§ WHAT THE EXERCISE ASKS: Look for "there" in each line of the entries, and return the matching lines.

[Records drawn from a dataset]
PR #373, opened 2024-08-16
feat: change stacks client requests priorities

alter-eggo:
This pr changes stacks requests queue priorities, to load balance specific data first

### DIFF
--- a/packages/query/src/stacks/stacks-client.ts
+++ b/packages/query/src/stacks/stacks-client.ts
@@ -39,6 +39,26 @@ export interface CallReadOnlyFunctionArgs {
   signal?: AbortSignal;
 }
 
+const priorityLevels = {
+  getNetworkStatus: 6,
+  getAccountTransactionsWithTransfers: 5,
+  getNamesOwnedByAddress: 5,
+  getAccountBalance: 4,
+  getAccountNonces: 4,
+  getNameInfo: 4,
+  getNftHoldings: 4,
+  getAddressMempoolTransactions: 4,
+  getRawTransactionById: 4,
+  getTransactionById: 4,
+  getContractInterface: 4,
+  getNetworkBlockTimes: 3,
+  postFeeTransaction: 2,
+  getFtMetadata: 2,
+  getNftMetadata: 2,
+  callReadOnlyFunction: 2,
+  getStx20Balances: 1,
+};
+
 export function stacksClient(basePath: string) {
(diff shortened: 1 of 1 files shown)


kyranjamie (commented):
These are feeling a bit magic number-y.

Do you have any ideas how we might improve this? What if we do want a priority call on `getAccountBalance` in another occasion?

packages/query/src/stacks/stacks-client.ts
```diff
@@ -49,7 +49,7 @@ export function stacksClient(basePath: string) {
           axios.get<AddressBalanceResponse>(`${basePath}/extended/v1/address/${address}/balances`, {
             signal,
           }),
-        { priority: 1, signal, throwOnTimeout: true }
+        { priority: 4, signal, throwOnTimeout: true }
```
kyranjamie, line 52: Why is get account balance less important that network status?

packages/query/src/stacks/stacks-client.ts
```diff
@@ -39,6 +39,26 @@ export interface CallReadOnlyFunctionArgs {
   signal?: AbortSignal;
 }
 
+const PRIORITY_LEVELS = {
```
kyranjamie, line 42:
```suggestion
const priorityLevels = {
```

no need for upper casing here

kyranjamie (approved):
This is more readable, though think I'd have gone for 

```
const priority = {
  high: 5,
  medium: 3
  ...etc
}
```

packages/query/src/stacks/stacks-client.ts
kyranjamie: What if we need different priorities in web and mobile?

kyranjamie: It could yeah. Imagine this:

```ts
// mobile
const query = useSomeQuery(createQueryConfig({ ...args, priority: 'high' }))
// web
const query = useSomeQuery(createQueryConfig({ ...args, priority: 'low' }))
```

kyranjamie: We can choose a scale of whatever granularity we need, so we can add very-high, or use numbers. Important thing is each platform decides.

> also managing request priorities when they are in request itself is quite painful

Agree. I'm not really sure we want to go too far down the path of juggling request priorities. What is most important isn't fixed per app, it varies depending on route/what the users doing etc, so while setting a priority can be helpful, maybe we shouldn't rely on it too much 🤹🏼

...

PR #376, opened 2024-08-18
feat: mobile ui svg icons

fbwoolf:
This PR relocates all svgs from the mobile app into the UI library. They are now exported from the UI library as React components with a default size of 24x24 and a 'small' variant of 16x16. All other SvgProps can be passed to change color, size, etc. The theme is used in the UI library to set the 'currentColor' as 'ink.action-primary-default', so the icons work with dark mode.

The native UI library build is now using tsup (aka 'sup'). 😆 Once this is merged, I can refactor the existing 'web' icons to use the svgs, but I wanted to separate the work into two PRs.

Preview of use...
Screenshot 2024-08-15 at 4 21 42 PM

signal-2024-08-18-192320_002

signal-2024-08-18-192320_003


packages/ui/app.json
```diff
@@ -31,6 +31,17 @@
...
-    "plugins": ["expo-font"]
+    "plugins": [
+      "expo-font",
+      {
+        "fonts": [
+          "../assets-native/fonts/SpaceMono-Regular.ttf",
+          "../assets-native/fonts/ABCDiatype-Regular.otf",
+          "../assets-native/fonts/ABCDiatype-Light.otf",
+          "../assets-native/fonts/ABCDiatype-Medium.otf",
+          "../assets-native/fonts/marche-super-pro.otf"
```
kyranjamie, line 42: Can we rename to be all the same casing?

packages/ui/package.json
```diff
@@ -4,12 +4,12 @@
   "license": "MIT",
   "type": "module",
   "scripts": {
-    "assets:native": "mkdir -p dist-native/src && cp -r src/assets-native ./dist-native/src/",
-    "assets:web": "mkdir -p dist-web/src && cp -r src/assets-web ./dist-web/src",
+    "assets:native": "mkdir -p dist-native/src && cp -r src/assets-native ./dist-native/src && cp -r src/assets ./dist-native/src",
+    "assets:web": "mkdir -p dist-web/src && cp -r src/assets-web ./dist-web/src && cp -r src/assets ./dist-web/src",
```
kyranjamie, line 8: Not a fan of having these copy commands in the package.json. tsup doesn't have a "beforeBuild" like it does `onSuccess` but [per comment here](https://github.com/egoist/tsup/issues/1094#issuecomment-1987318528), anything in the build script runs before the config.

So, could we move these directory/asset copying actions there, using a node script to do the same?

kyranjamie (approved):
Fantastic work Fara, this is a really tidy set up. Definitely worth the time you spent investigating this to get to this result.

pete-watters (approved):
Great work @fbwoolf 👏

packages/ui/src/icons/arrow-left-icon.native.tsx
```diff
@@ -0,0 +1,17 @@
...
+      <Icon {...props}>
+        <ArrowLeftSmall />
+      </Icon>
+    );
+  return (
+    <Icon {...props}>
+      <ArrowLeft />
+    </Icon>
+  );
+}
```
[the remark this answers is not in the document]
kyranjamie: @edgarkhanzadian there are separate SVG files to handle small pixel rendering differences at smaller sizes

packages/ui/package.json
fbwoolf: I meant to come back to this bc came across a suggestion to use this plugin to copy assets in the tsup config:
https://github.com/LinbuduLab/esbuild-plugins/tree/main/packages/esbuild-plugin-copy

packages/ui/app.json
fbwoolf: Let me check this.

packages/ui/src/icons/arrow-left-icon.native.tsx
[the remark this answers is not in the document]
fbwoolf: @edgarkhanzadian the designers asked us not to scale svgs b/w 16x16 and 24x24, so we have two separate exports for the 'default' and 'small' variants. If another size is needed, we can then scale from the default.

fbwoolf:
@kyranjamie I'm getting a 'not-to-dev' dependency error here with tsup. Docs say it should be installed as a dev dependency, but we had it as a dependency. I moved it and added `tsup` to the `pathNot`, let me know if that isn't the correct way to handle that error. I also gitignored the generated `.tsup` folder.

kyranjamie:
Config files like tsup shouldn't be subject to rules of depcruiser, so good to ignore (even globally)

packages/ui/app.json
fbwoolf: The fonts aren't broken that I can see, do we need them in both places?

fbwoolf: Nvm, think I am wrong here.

§ WRITTEN RESPONSE:
So, could we move these directory/asset copying actions there, using a node script to do the same?
kyranjamie: @edgarkhanzadian there are separate SVG files to handle small pixel rendering differences at smaller sizes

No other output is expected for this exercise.